======== Task inputs ========

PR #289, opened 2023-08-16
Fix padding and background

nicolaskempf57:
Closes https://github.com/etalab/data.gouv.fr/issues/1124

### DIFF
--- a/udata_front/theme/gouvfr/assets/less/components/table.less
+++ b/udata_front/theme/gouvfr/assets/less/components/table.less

========

▸ **Your assignment**: Output only the lines from the one that contains "Fix padding and background" through the final line of the records, exactly as given.

▸ **Result of the exercise**:
Fix padding and background

nicolaskempf57:
Closes https://github.com/etalab/data.gouv.fr/issues/1124

### DIFF
--- a/udata_front/theme/gouvfr/assets/less/components/table.less
+++ b/udata_front/theme/gouvfr/assets/less/components/table.less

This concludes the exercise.